Has the advantages that: the invention has the advantages that: compared with the traditional planetary ball mill preparation method, the preparation method of the composite flake silver powder has the advantages of high preparation efficiency, small loss, low energy consumption, stable and reliable quality, and is more suitable for mass production, especially for mass one-step preparation and forming, and the components of the composite flake silver powder enable the conductive paste to be applied to the conductive paste to have good printability, low resistivity, high mass production efficiency and effectively reduce the production and manufacturing cost.

Drawings

FIG. 1 is a scanning electron micrograph of a silver powder C3 as a base in example 3.

Detailed Description

The invention is further elucidated with reference to the drawings and the embodiments.

Method for preparing first part composite flake silver powder

A method for preparing composite flaky silver powder comprises the steps of premixing a mixture of basic silver powder and a protective carrier serving as raw materials, grinding the mixture through autorotation driving of a rotation shaft assembly with an arm, cooling the mixture, and finally separating and processing the mixture to obtain the composite flaky silver powder containing flaky silver powder and partial basic silver powder, or the composite flaky silver powder containing flaky silver powder and a deformation body of the basic silver powder, or the composite flaky silver powder containing flaky silver powder, partial basic silver powder and a deformation body of the basic silver powder.

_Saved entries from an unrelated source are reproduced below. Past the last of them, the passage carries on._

PR #97, opened 2026-05-12
feat: Add `VCF_ANNOTATE_SCORE_GENMOD` to `PROCESS_SNVS`

beatrizsavinhas:
### Added

- `genomic-medicine-sweden/vcf_annotate_score_genmod` subworkflow and included modules:
	- `genmod/annotate`
	- `genmod/compound` 
	- `genmod/models`
	- `genmod/score`
- `conf/subworkflows/vcf_annotate_score_genmod.config` with the following settings:
   - `GENMOD_SCORE`
      - `--family_id ${meta.id}` - so that the score annotation in the output file shows `RankScore=<meta.id>:<score>`.
      - `--rank_results` - that provides an additional `RankResult` field in the output vcf file which has a score breakdown by category.
    - `BCFTOOLS_VIEW`
       - `--output-type z` - to produce a zipped output vcf file.
       - `--write-index tbi` - to produces an index `tbi` file.

### Changed

- `nf-test.config` to also ignore tests from `subworkflows/genomic-medicine-sweden`.
- Updated `bcftools/view` module included in `vcf_annotate_score_genmod` subworkflow.

------

:x: Pipeline tests addressed in https://github.com/Clinical-Genomics/oncorefiner/pull/106 (dependent on https://github.com/Clinical-Genomics/test-datasets/pull/5). See [Development overview](https://github.com/Clinical-Genomics/MTP-oncoflow/issues/31#issuecomment-4438519373) for reference.


subworkflows/local/process_snvs/main.nf
beatrizsavinhas, line 1: This is the critical decision of this PR. Is it correct that the input file for scoring is the VEP annotated file? And then that the GENMOD ranked file is the input for clinical filtering?

fellen31: > This is the critical decision of this PR. Is it correct that the input file for scoring is the VEP annotated file?

I would say this part should probably be true, there might be things one would want to score that is annotated by VEP.

conf/subworkflows/vcf_annotate_score_genmod.config
```diff
@@ -0,0 +1,22 @@
...
+        ext.prefix = File name prefix for output files.
+----------------------------------------------------------------------------------------
+*/
+
+process {
+
+    withName:'.*VCF_ANNOTATE_SCORE_GENMOD:GENMOD_SCORE' {
+         ext.args = { [
+            "--family_id ${meta.id}",
+            "--rank_results"
```
beatrizsavinhas, line 18: This flag provides an additional `RankResult` field in the output vcf file which has a score breakdown by category.

conf/subworkflows/vcf_annotate_score_genmod.config
```diff
@@ -0,0 +1,22 @@
...
+        ext.args   = Additional arguments appended to command in module.
+        ext.args2  = Second set of arguments appended to command in module (multi-tool modules).
+        ext.args3  = Third set of arguments appended to command in module (multi-tool modules).
+        ext.prefix = File name prefix for output files.
+----------------------------------------------------------------------------------------
+*/
+
+process {
+
+    withName:'.*VCF_ANNOTATE_SCORE_GENMOD:GENMOD_SCORE' {
```
fellen31:
```suggestion
    withName:'.*:VCF_ANNOTATE_SCORE_GENMOD:GENMOD_SCORE' {
```

main.nf
```diff
@@ -38,6 +38,7 @@ workflow CLINICALGENOMICS_ONCOREFINER {
     val_bai_tumor                   // string:  [optional]  path to BAI file for the tumor sample
     val_cadd_prescored_indels       // string:  [optional]  path to CADD prescored indels file
     val_cadd_resources              // string:  [optional]  path to CADD resources directory
+    val_genmod_score_config         // string:  [optional]  path to Genmod config file
```
fellen31: Perhaps
```suggestion
    val_genmod_score_config         // string:  [optional]  path to Genmod score config file
```

main.nf
```diff
@@ -139,6 +140,9 @@ workflow CLINICALGENOMICS_ONCOREFINER {
     ch_sv_dbs            = val_svdb_query_dbs    ? channel.fromPath(val_svdb_query_dbs)
                                                  : channel.empty()
 
+    // Input for genmod_score
+    ch_genmod_score_config = val_genmod_score_config ? channel.fromPath(val_genmod_score_config).map { it -> [[id:'genmod_score_config'], it] }.collect()
```
fellen31: Could use a more descriptive name than "it". And Perhaps use the filename as id, if you wish. 

```suggestion
    ch_genmod_score_config = val_genmod_score_config ? channel.fromPath(val_genmod_score_config).map { file_path -> [[id:file_path.simpleName], file_path] }.collect()
```

fellen31 (commented):
🤜 🤛

main.nf
beatrizsavinhas: Well, even though your suggestion would be better, both of these will not work because the subworkflow joins the `ch_vcf` with `ch_genmod_score_config` expecting them to have the same meta. 😅 

I was going to change this soon or possibly wait for when we refactor the input file strategy. But I'll try now to write something that will actually work and get back to you!

fellen31: I forgot about that. So the implementation in this PR would not work then, right? Maybe it is a tricky requirement for the subworkflow 😅 

Suggest to combine the `ch_vcf` and `ch_genmod_score_config` channels + multiMap to give the `ch_vcf` meta to both inputs then :)

main.nf
```diff
@@ -139,6 +140,12 @@ workflow CLINICALGENOMICS_ONCOREFINER {
     ch_sv_dbs            = val_svdb_query_dbs    ? channel.fromPath(val_svdb_query_dbs)
                                                  : channel.empty()
 
+    // Input for genmod_score
+    ch_genmod_score_config = val_genmod_score_config && val_snv_vcf ?
+                                                     channel.fromPath(val_genmod_score_config)
+                                                     .combine(ch_snv_vcf)
+                                                     .map { genmod_score_config, meta, _snv_vcf -> [meta, genmod_score_config] }
+                                                     : channel.empty()
```
beatrizsavinhas: This is absolutely not great, but the subworkflow joins the `ch_vcf` with `ch_genmod_score_config` expecting them to have the same meta so this logic is currently necessary. In the future, this will be easily fixed by a better input strategy as per https://github.com/Clinical-Genomics/MTP-oncoflow/issues/42.

beatrizsavinhas: What do you think of this @fellen31? 😅

main.nf
beatrizsavinhas: See https://github.com/Clinical-Genomics/oncorefiner/pull/97/changes#r3279630509! :)

conf/subworkflows/vcf_annotate_score_genmod.config
beatrizsavinhas: Added this information to the description of the PR.

subworkflows/local/process_snvs/main.nf
beatrizsavinhas: Yes, that was my thought as well. And then the score is just added as additional annotation to vcf file so I thought it made sense to carry that over to the clinical filtering.
But just wanted to highlight this decision so the rest of the team is aware!

kristinebilgrav: I agree.

subworkflows/local/process_snvs/main.nf
```diff
@@ -14,6 +14,12 @@ include { BCFTOOLS_VIEW as BCFTOOLS_VIEW_RESEARCH } from '../../../modules/nf-co
 include { BCFTOOLS_VIEW as BCFTOOLS_VIEW_CLINICAL } from '../../../modules/nf-core/bcftools/view/main'
 include { ANNOTATE_CADD                           } from '../../../subworkflows/local/annotate_cadd'
 
+//
+// SUBWORKFLOW: Installed directly from genomic-medicine-sweden/subworkflows
```
kristinebilgrav, line 18: Perhaps make this comment more general in case we add other subworkflows in the future?

subworkflows/local/process_snvs/main.nf
```diff
@@ -99,13 +106,17 @@ workflow PROCESS_SNVS {
             ch_vep_extra_files
         )
 
+        VCF_ANNOTATE_SCORE_GENMOD (
+            ENSEMBLVEP_VEP.out.vcf,
+            channel.empty(),
+            channel.empty(),
+            ch_genmod_score_config,
+            true
+        )
```
kristinebilgrav, line 123: Nice!

main.nf
kristinebilgrav: I am a little confused, according what I understand from the subworkflow, this channel is supposed to hold only an ini file. Why are you joining it with a vcf here? If it requires the same meta, would it not be better to do this in the process_snvs, especially since you want to use the VEP output and not this one?

fellen31: Think Kristine has a point, that this might be safer to do closer to the actual subworkflow, in case the meta of the SNV VCF would change inside oncorefiner.

beatrizsavinhas: Initially I had thought to put this logic here since this is where channels are initialised. But you do have a point in that the correct thing to do is make sure the meta matches the input vcf channel that is actually provided to `vcf_annotate_score_genmod`! So I'll move this logic to the `process_snvs` subworkflow instead :arrows_counterclockwise:

There should also be logic to make only validate the `val_genmod_score_config` if `val_snv_vcf` but that could be handled in https://github.com/Clinical-Genomics/MTP-oncoflow/issues/64 instead.

subworkflows/local/process_snvs/main.nf
beatrizsavinhas: Thanks! 🌟

subworkflows/local/process_snvs/main.nf
```diff
@@ -99,13 +106,25 @@ workflow PROCESS_SNVS {
             ch_vep_extra_files
         )
 
+        // Rank and add score annotation with genmod_score
+        ch_annotate_score_genmod_in = ENSEMBLVEP_VEP.out.vcf
+            .combine(ch_genmod_score_config)
+            .multiMap { meta_vcf, vcf, _meta_genmod_score_config, genmod_score_config ->
+                vcf: tuple(meta_vcf, vcf)
+                score_config: tuple(meta_vcf, genmod_score_config)
+            }
```
beatrizsavinhas, line 115: In sequence of https://github.com/Clinical-Genomics/oncorefiner/pull/97#discussion_r3279630509, @kristinebilgrav and @fellen31 see if you like this solution!

main.nf
beatrizsavinhas: See https://github.com/Clinical-Genomics/oncorefiner/pull/97/changes#r3281516265.

subworkflows/local/process_snvs/main.nf
beatrizsavinhas: I tried to keep the same format as the previous comment in lines 7-9. Perhaps it's useful to have a separation for each source of module/subworkflow? 🤷‍♀️

subworkflows/local/process_snvs/main.nf
kristinebilgrav: Yes, great!

main.nf
```diff
@@ -139,6 +140,9 @@ workflow CLINICALGENOMICS_ONCOREFINER {
     ch_sv_dbs            = val_svdb_query_dbs    ? channel.fromPath(val_svdb_query_dbs)
                                                  : channel.empty()
 
+    // Input for genmod_score
+    ch_genmod_score_config = val_genmod_score_config ? channel.fromPath(val_genmod_score_config).map { it -> [[id:it.simpleName], it] }.collect()
```
fevac, line 144: I guess the meta id will be changed once the new strategy is defined

subworkflows/local/process_snvs/main.nf
fevac: yes! agree!

fevac (approved):
Nice! 🌟

kristinebilgrav (approved):
🚀 ⭐

main.nf
beatrizsavinhas: Maybe, but probably not because this is just a reference file, not a sample file that would go in a samplesheet. 🤔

The base silver powder as the raw material includes one or a mixture of at least two of spherical silver powder, irregular silver powder, and flocculent silver powder. "spherical silver powder" means silver powder including regular spherical and irregular spheroidal structures, and also includes silver powder having a porous spherical or spheroidal structure, and also includes silver powder having a dendritic spheroidal structure; "irregular silver powder" means silver powder having a structure like a block, a polyhedron, or the like; the "silver powder of a flocculent shape" means a silver powder of a chain-like structure in which particles are arranged and bonded to each other. In actual production, the single-form base silver powder can be prepared by mechanical pulverization or chemical synthesis.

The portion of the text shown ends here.